## WHAT YOU NEED TO DO
Among the records below, find each line containing the word "clean" and copy it.

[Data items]
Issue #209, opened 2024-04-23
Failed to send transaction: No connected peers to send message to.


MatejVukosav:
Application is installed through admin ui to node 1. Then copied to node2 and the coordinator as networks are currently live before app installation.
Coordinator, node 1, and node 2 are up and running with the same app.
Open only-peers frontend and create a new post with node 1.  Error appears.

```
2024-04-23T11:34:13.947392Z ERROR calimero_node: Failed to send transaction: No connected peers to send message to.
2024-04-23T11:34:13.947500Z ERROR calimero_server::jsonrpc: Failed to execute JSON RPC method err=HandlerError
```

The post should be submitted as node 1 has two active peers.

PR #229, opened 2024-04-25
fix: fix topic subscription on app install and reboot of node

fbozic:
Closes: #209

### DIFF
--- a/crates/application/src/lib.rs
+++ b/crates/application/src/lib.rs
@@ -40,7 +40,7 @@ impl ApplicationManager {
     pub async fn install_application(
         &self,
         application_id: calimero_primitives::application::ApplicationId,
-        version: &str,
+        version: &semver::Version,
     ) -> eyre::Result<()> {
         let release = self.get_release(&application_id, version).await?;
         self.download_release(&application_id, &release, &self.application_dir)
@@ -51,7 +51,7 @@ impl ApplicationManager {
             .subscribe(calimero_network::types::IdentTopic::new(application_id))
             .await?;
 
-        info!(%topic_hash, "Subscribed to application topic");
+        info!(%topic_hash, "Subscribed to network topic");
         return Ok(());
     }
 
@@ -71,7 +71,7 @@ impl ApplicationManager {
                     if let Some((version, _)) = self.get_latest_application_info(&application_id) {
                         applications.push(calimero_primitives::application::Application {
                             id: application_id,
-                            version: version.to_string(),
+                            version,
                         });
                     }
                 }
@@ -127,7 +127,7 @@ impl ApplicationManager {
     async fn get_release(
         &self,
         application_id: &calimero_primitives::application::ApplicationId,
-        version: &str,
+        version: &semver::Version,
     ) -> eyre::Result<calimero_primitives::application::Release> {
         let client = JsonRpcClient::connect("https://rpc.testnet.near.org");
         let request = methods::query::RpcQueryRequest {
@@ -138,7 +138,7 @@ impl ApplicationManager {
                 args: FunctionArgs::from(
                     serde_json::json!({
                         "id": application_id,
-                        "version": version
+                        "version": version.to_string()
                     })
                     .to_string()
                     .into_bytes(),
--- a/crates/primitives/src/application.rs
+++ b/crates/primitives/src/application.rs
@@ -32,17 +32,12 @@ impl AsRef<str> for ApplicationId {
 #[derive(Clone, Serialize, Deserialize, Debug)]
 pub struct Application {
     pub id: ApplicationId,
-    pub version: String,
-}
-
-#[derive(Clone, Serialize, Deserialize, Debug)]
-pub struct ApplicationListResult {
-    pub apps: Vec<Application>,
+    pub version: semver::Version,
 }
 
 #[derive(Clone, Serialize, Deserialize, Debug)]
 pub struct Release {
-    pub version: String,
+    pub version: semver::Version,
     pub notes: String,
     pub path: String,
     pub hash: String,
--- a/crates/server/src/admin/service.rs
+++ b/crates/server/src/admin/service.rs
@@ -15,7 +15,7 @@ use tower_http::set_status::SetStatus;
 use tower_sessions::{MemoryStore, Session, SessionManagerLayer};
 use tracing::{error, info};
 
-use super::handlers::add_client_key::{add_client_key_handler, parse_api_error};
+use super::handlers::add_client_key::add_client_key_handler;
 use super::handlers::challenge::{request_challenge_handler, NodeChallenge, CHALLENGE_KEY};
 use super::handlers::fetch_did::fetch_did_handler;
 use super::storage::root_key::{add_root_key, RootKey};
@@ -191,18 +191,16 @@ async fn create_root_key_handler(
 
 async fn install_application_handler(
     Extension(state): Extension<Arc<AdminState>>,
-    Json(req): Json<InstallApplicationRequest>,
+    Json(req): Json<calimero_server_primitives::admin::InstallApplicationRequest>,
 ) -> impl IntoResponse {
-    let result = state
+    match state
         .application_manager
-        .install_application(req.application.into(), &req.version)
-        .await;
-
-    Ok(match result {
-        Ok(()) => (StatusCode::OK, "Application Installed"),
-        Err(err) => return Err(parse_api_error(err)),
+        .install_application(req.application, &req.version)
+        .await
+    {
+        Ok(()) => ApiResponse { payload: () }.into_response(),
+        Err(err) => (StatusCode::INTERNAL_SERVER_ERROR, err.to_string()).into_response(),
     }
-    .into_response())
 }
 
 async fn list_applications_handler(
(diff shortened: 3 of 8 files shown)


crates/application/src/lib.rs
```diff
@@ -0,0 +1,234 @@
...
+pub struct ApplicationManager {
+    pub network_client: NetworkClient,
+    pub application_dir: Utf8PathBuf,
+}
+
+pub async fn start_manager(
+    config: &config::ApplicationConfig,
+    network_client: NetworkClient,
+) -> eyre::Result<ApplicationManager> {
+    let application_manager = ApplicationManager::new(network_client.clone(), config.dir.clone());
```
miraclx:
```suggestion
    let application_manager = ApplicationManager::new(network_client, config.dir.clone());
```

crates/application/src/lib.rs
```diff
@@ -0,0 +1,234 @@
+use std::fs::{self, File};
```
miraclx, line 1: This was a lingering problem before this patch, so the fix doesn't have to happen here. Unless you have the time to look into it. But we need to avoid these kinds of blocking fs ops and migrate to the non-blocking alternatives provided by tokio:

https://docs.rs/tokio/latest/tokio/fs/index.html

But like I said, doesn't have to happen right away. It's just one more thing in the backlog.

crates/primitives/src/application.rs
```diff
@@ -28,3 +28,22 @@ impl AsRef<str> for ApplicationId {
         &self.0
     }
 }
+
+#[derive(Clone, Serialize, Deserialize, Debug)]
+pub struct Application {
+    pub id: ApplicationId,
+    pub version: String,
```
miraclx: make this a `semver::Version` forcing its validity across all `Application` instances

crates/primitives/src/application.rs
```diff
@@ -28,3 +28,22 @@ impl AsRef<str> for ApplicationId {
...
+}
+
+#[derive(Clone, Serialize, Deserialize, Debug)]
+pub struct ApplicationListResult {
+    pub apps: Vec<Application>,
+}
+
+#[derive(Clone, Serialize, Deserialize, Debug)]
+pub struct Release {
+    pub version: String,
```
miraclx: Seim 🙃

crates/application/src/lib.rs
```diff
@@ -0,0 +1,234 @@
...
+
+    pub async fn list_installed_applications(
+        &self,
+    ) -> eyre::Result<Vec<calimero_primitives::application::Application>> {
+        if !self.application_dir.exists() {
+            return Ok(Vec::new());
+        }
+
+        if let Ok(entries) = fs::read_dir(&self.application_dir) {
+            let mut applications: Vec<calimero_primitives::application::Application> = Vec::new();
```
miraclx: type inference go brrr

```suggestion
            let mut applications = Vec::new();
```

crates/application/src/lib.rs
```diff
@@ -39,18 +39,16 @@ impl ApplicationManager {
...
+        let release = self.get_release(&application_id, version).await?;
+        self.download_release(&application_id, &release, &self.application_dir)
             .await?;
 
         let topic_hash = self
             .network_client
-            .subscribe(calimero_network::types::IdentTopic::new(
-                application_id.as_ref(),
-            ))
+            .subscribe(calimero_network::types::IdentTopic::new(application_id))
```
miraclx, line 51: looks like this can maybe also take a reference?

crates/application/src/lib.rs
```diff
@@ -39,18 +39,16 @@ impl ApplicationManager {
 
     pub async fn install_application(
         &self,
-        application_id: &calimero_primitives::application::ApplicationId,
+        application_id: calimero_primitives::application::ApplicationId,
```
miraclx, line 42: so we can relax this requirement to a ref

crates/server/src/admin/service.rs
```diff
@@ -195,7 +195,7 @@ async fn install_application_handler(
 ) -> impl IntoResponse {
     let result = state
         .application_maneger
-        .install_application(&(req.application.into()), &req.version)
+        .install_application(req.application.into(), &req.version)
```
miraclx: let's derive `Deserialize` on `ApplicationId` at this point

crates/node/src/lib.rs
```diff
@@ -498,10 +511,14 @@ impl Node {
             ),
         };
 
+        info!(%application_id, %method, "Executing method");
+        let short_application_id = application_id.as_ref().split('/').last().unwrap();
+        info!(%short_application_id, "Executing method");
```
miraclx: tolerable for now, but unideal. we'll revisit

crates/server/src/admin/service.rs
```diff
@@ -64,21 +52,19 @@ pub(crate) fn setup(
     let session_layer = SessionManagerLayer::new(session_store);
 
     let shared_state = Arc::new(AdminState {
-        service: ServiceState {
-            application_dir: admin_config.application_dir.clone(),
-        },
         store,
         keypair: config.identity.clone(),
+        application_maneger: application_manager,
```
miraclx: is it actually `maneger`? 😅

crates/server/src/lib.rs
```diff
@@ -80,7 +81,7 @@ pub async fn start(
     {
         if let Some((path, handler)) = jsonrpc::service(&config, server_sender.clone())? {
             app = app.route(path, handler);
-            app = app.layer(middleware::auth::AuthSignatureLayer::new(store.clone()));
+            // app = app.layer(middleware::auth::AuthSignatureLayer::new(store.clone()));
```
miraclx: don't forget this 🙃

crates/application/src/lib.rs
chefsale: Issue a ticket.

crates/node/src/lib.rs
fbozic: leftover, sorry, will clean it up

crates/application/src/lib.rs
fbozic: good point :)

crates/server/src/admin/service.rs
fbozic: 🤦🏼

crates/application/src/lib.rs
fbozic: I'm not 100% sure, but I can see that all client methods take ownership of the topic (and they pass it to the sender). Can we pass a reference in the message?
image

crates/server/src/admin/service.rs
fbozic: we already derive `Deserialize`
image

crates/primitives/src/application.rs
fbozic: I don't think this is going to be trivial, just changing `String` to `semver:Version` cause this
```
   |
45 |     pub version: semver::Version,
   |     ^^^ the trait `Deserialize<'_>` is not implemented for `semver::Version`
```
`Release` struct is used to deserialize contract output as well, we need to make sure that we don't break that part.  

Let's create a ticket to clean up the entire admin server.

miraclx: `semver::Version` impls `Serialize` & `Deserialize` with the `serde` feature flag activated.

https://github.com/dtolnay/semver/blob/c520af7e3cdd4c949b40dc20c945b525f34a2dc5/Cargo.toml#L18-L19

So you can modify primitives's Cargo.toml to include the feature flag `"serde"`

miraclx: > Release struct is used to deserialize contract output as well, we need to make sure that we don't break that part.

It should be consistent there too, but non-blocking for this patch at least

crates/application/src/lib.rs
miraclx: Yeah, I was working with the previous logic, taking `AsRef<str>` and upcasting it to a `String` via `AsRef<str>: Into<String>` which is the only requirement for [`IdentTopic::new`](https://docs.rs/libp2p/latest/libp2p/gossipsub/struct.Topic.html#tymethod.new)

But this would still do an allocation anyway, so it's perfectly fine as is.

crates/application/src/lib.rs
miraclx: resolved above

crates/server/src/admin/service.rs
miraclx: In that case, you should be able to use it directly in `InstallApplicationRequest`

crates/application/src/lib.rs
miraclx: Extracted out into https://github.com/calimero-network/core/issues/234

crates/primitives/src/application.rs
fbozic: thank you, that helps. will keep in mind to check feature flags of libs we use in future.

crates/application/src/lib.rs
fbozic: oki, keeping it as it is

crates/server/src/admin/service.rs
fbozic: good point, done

--

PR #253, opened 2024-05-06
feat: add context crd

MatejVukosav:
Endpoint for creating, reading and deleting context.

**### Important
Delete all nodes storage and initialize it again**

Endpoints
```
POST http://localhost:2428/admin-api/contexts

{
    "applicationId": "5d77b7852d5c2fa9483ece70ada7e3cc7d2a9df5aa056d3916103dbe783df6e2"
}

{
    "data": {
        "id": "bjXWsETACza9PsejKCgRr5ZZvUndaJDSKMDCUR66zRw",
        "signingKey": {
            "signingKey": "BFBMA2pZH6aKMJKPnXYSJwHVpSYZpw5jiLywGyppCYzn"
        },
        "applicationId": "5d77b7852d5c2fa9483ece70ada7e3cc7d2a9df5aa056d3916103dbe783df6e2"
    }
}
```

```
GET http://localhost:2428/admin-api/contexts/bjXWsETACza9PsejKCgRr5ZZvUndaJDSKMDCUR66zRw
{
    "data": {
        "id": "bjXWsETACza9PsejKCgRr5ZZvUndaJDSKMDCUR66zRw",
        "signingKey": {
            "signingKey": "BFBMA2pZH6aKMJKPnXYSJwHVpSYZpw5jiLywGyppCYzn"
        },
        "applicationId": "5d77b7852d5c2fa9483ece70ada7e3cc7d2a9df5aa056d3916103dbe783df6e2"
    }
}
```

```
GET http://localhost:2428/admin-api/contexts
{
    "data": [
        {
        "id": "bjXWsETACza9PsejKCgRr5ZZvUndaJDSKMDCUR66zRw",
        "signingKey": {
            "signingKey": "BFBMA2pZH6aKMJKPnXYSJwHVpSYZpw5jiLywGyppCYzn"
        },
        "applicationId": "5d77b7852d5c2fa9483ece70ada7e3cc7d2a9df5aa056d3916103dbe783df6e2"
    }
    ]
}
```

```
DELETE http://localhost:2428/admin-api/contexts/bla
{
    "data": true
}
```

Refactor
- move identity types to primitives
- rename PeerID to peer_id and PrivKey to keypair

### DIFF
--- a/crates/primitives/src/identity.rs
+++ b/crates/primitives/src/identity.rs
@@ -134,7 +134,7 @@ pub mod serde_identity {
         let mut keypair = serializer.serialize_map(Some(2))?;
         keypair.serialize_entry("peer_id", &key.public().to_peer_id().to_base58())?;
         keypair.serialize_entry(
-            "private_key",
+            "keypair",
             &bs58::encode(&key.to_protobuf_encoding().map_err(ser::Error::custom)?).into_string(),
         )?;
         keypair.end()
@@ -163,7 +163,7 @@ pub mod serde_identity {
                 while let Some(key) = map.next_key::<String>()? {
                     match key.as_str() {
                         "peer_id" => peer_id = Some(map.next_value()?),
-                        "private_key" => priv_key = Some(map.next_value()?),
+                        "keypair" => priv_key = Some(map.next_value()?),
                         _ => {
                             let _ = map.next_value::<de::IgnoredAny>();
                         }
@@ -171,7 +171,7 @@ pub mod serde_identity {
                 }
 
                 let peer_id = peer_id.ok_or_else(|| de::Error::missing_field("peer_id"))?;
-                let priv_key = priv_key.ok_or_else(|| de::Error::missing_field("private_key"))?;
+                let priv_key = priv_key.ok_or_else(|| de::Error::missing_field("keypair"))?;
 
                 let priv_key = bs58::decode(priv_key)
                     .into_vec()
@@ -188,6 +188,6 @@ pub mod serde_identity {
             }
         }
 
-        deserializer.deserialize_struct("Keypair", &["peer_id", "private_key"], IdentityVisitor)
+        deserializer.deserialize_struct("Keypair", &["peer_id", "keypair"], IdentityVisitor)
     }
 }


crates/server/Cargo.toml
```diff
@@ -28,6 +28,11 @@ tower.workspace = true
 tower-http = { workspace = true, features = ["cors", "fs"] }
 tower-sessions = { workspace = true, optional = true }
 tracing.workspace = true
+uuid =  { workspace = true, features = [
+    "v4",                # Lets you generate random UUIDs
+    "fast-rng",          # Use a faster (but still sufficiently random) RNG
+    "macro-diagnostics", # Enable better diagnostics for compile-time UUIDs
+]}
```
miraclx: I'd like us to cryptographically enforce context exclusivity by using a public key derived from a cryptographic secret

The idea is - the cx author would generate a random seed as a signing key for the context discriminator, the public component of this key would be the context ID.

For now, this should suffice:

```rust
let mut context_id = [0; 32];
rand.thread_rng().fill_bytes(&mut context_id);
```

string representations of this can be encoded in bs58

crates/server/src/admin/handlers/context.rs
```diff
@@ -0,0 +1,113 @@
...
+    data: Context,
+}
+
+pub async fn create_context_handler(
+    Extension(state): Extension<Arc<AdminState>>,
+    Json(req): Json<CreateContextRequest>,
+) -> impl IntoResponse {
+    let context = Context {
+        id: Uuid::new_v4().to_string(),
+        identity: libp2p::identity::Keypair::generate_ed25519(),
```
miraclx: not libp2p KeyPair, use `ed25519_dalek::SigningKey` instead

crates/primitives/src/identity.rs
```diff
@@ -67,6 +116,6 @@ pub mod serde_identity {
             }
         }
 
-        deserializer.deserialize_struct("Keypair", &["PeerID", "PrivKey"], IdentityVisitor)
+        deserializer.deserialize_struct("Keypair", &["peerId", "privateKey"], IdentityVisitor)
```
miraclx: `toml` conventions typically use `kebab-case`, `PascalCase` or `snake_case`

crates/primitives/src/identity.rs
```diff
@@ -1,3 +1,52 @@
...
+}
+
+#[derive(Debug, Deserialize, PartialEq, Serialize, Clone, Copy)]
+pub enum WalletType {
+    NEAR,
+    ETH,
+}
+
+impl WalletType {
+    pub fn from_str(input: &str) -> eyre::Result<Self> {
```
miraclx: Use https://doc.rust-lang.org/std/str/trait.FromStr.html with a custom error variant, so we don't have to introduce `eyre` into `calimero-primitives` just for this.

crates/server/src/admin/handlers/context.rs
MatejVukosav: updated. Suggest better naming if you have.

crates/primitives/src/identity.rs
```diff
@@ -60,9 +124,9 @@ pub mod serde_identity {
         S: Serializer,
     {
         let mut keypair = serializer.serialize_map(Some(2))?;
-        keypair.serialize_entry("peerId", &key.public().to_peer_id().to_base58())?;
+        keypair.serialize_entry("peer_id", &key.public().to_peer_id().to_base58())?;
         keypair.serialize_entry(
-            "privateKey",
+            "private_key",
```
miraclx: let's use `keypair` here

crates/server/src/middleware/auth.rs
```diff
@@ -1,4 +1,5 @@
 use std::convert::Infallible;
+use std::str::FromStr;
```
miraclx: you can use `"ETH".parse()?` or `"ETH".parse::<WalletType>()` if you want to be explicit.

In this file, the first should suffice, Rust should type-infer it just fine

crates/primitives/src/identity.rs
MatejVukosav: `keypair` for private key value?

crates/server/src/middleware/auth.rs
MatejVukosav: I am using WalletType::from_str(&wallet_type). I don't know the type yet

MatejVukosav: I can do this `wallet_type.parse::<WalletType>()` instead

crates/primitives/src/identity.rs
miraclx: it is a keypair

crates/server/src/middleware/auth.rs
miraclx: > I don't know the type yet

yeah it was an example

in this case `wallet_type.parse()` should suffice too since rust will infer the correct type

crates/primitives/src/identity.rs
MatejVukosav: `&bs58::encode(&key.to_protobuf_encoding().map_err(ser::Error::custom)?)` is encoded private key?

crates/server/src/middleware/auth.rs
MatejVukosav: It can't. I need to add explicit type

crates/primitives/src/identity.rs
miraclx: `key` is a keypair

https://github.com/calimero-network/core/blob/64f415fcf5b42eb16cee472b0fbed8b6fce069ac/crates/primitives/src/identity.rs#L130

## RESULT OF THIS EXERCISE
fbozic: leftover, sorry, will clean it up
Let's create a ticket to clean up the entire admin server.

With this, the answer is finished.